When we rolled out the screening tool to the practices, we assigned it a code so we could monitor when it was being used, how many patients were referred on and how many went on to have a diagnosis.
We had hoped to double the number of patients with a diagnosis of dementia through the use of the screening tool.
At the Auckland Medical Group where the tool was first implemented, the number of people diagnosed with dementia over the 18-month period of the pilot went from 30 to 60.
Across the locality, new diagnoses went from 267 in April 2010 to 346 by March 2011.
One of the most successful aspects was the publicity campaign we implemented alongside the test.
We saw a surge in patients and family members asking about the test after the article appeared in the local press, as well as enquiries to the CCG office either asking about how to get the memory test or just asking for advice.
The leaflets also proved a successful way of getting people to come forward.
The screening test is now used routinely by GPs in Durham Dales, although we are no longer monitoring it.
We are continuing to raise awareness that there are things that can be done to support patients with dementia, and to further drive use of the screening test.
Dementia remains a priority and is one of our strategic commissioning intentions.
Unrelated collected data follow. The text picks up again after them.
Issue #747, opened 2022-04-19
Try-Except for Importing Packages Needs Modularization


feipenghe:
**Describe the bug**
Current try-except for importing packages is written independently. An example is as the following:
```
try:
    from texar.torch.data import (
        Batch,
    )  # pylint: disable=import-outside-toplevel
except ImportError as e:
    raise ImportError(
        " `texar-pytorch` is not installed correctly."
        " Consider install texar via `pip install texar-pytorch`."
        " Or refer to [extra requirement for extractor system](pip install forte[extractor])"
        " for more information. "
    ) from e
```
Too many of the imports will result in repetitive code, and we can actually modularize the code by designing a function that takes `importing_modules` and `installing_module` as parameters. 

**To Reproduce**
1. Prepare data `...`
2. Run command '....'
3. See error

**Expected behavior**

**Screenshots**

**Environment (please complete the following information):**
 - Python and Package verions: [e.g. Python version, Pytorch version]

**Additional context**

PR #751, opened 2022-04-21
Modularize try-except  ImportError

feipenghe:
This PR fixes https://github.com/asyml/forte/issues/747 

### Description of changes
* add a function that try-catch import error for a list of modules
* change all current hard-coded try-catch import errors to modularized ones.

* Future developers can use this method to report import error for third party packages in scripts.

### Test Conducted
* test import modules
* test raise errors when the module is not installed


forte/utils/utils.py
```diff
@@ -303,3 +304,81 @@ def build_alignment(self, text: str, text_to_align: str):
...
+        parent_path, module_name, alias = module_info
+        if parent_path is None:
+            import_script = f"import {module_name}"
+        else:
+            import_script = f"from {parent_path} import {module_name} "
+        if alias is not None:
+            import_script += f" as {alias}"
+        if not top_level:
+            import_script += "# pylint: disable=import-outside-toplevel"
+        exec(import_script)
```
hunterhector, line 371: I don't feel very confident about doing `exec`. Can we simply use importlib https://docs.python.org/3/library/importlib.html#importlib.import_module?

Are you trying to create the code here? I would rather not do this. And even if we need to do this, I don't think we need to include the `pylint` escpae here, I suppose `pylint` won't check the string you concatenated.

hunterhector (commented):
The solution I suggested is actually much simpler, we just need to modularize the "error message", but don't need to do this.  You are working on a solution that tries to mimic the whole import behavior.

If this works then it might be fine, but I don't find it safe/reliable to use `exec` and manual code concat, can we simply use `importlib`?

If this solution has to use `exec` and then the issue is quite complicated, I would suggest still trying to modularize the error message only.

forte/utils/utils.py
```diff
@@ -303,3 +304,45 @@ def build_alignment(self, text: str, text_to_align: str):
...
+    Args:
+        extra_module: module name should be installed by pip.
+        forte_module: forte module User should install by
+            ``pip install forte[`forte_module`]`` to install all
+            extra packages for using the forte module.
+        component_name: the forte component that needs the module.
+
+    """
+    forte_module_link_d = {
+        "data_aug": "https://github.com/asyml/forte/blame/master/README.md#L70",
```
hunterhector, line 328: These links might be updated from time to time, like line number changes. Also, you should not use the `blame` version, even if this points to the correct line. 

A couple of solutions would be:
1. Consider adding link/anchor to that line
2. Or simply use a tagged version or a particular commit

You can point to the general area, without pointing to the specific line if that's not possible.

forte/processors/data_augment/algorithms/dictionary.py
```diff
@@ -95,8 +95,9 @@ def __init__(self):
             )
         except ImportError as err:
             raise ImportError(
-                "nltk is not installed correctly."
-                "Please refer to documentation at [link](pip install forte[data_aug])"
+                create_import_error_msg(
+                    "nltk", "data_aug", "Data Augmentation(UDA)"
```
hunterhector, line 99: This is a dictionary-based data augmentation, now UDA

forte/utils/utils.py
```diff
@@ -303,3 +304,45 @@ def build_alignment(self, text: str, text_to_align: str):
...
+        "test": "https://github.com/asyml/forte/blame/master/README.md#L76",
+        "wikipedia": "https://github.com/asyml/forte/blame/master/README.md#L77",
+        "nlp": "https://github.com/asyml/forte/blame/master/README.md#L78",
+        "extractor": "https://github.com/asyml/forte/blame/master/README.md#L79",
+    }
+
+    error_msg = (
+        f" `{extra_module}` is not installed correctly."
+        + f" Consider install {extra_module}"
+        + f"via `pip install {extra_module}`."
```
hunterhector, line 343: Sometimes the module may not be installed via `pip`, just tell the user to install this python module.

forte/utils/utils.py
feipenghe: To have anchors for these links, there should be section for each forte module like the screenshot below. Do you think it's acceptable? If so I will create a separate PR for it.
image

hunterhector: i don't think we have to point to the exact line here, just point to this section for now until we know a better solution.

hunterhector (approved):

Of course, once people are diagnosed there need to be appropriate services in place to meet their needs, and we are reviewing our offerings to see if there are any gaps in our services.
Victoria Reed is a project lead for clinical commissioning at Durham Dales Commissioning locality. Dr Mark Ward is a GP at Auckland Medical Group
Initiative: Rollout of a simple six-question memory test to practices within Durham Dales Commissioning locality, alongside a publicity campaign to raise awareness among patients that the screening test was available if they were worried about memory problems. Patients were referred if needed to the local hospital, where a new specialist memory clinic was able to see them within four weeks.
Start-up costs: This was done within a Department of Health integrated care organisation pilot, with no extra funding.
Staffing: The test required no training and could be carried out by GPs or practice nurses.
Outcomes: The publicity campaign was successful, and over a six-month period there was a increase in people diagnosed with dementia.